In the US health care system, charges are often poorly correlated with actual costs. For our study, we collaborated closely with our hospital accounting department in order to derive true costs using micro-costing techniques for all diagnostic and therapeutic procedures. This has a significant impact on the results. For example, the actual cost of a triphasic abdominal CT is only $312, which is substantially lower than the charge of $616. It should be noted that our costs are based on those at an academic medical center; community hospital costs may be somewhat lower. Unlike procedure costs, which were itemized in detail, terminal care costs in our model were based on literature reports of average cancer-related terminal care costs,35, 36 because it was impossible to itemize terminal care costs due to their immense variability. Our sensitivity analysis shows that terminal care costs do not significantly affect the marginal CE ratio, because most patients in the model, screened or unscreened, incur terminal-care costs prior to dying.

Several assumptions in our model require discussion. In practice, it is unlikely that rates of mortality or progression of cirrhosis remain constant over time. However, no reliable studies have described the temporal pattern of changes in the probability of development of cirrhosis, progression of cirrhosis and HCC-related mortality. Hence we have used constant probabilities based on published rates. The survival results of our model are validated by their agreement with the survival curves of long-term natural history studies.10 We also assumed that all medically eligible patients with resectable HCC will undergo tumour resection, and that all remaining patients will undergo palliative treatment. In practice, many medically eligible patients never undergo treatment for various reasons.66 We are reassured by the fact that sensitivity analysis did not significantly affect our results as long as treatment compliance rates remained above 70%.

We assumed that only Child's class A patients are eligible for tumour resection and thus Child's class B and C patients are not screened. In actuality, carefully selected Child's class B patients may survive resection, although the perioperative mortality is high in the presence of decompensated cirrhosis.67 Therefore, we have modelled screening in Child's class B patients only in the secondary analysis where transplantation is a viable therapy.

Decision analysis studies indicate that liver transplantation as first-line treatment leads to improved survival and is potentially cost-effective in selected patients when compared with other therapies.68, 69 Unfortunately, the majority of medically eligible patients never receive a transplant because the number of potential recipients continues to vastly outnumber the number of donor organs. As the applicability of liver transplantation is limited not only by financial considerations but also by donor organ supply, it was not included in the primary analysis.

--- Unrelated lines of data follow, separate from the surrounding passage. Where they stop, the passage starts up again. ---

PR #516, opened 2018-03-13
[11.0][ADD] stock_landed_cost_company_percentage

bodedra:
https://github.com/OCA/purchase-workflow/issues/505

PR #518, opened 2018-03-14
[FIX] don't change the currency

gurneyalex:
in the test, changing the currency of the company
is not nice and can cause other modules' test to
fail for no good reason.

Instead, make sure that the rate of the company
currency is 1.

### DIFF
--- a/purchase_discount/tests/test_purchase_discount.py
+++ b/purchase_discount/tests/test_purchase_discount.py
@@ -18,8 +18,13 @@ class TestPurchaseOrder(common.SavepointCase):
             'name': 'Test product 2',
         })
         po_model = cls.env['purchase.order.line']
-        # Make sure currency is EUR for not having troubles with rates
-        cls.env.user.company_id.currency_id = cls.env.ref('base.EUR')
+        # Set the Exchange rate for the currency of the company to 1
+        # to avoid issues with rates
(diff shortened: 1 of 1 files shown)


gurneyalex:
I expect this fix to get a green build for e.g.  #516 which is failing with

2018-03-14 06:27:34,645 5034 ERROR openerp_test odoo.addons.purchase_discount.tests.test_purchase_discount: `     raise UserError(_('You cannot change the currency of the company since some journal items already exist'))

max3903 (approved):

bodedra (approved):

StefanRijnhart (approved):
I was confused because 'not nice' is not a compelling argument in test transactions which are rolled back and this must have been green once, but I see this is a very recent change in Odoo in https://github.com/odoo/odoo/commit/0e881fcd3a5

StefanRijnhart:
Short tracking this to fix test compatibility with Odoo.

StefanRijnhart:
Anyone who still needs to change the company's currency in their test can do what Odoo does and make the change in SQL ;-) https://github.com/odoo/odoo/commit/6deed45

gurneyalex:
@StefanRijnhart  sorry for the poor wording and thanks for the fast tracking :smile_cat:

From the results of the secondary analysis, however, it appears that liver transplantation increases the CE ratio for screening, but not dramatically.

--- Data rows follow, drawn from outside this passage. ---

PR #522, opened 2018-03-15
[ADD] purchase_picking_address

etobella:
Purchase Picking address
========================

This module allows to add a delivery address on picking types, so the purchase
order is more accurate.

Configuration
-----------------

#. Go to ’Inventory / Configuration / Settings’
#. Select the option ’Storage Locations’
#. Go to ‘Inventory / Warehouse Management / Operation Types’
#. Create a new operation type with code type vendors and select a 'Purchase
   delivery address'

Usage
-------

#. Go to 'Purchases / Requests for Quotation'
#. Create a Purchase order and select the created operation type
#. The delivery address of the purchase will be the one selected on the
   operation type


purchase_picking_address/models/purchase.py
```diff
@@ -0,0 +1,26 @@
...
+            self.dest_address_id = picking.purchase_delivery_address_id
+            return
+        super()._onchange_picking_type_id()
+
+    def _get_destination_location(self):
+        self.ensure_one()
+        picking_type = self.picking_type_id
+        if (
+            self.dest_address_id and
+            picking_type.purchase_delivery_address_id == self.dest_address_id
```
gurneyalex, line 23: why not use the address of the warehouse instead of creating a new field ?

etobella: Because sometimes you may have in the same warehouse multiple places that could receive materials. For example, if your warehouse has two accesses, you may want to receive one kind of products on street A and the other ones on street B. 
Transport cannot decide which one to use if you are using Warehouse address.

JordiBForgeFlow: @gurneyalex That is why you enter picking types and not warehouses in PO's. It allows you to receive in different places. But then correct documentation should follow!

rousseldenis: Ok, I had same remark as @gurneyalex.

And I suppose you don't have different reception locations (stock.location) in Odoo ?

JordiBForgeFlow: You must have different reception locations in Odoo. 
For example, a company receives sealable items from WH/Stock, whereas office supplies are purchased to be received diretly into WH/Office.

As described in the methods section, our study models a cohort of patients with known compensated cirrhosis. The most appropriate strategy for identifying HCV-infected patients who are cirrhotic is a complicated and controversial issue that is beyond the scope of this study. In addition, we have not modelled treatment with interferon and ribavirin.

In summary, this study suggests that in a well-defined cirrhotic population, screening for HCC is at least as cost-effective as other screening practices that are considered standard of care. The best screening protocol has yet to be formally defined, but based on the results of our model, US at 12-month intervals and AFP at 6-month intervals is a reasonable strategy, offering the greatest gain in life-expectancy while still maintaining an incremental CE ratio <$50 000/QALY. More frequent screening with US provides some additional benefit, but is more expensive. Screening in patients awaiting liver transplant is also cost-effective. Screening with CT instead of US is more efficacious and appears to be cost-effective, and deserves further study.


This study was supported by an American College of Gastroenterology Clinical Research Award (Dr Otto Lin).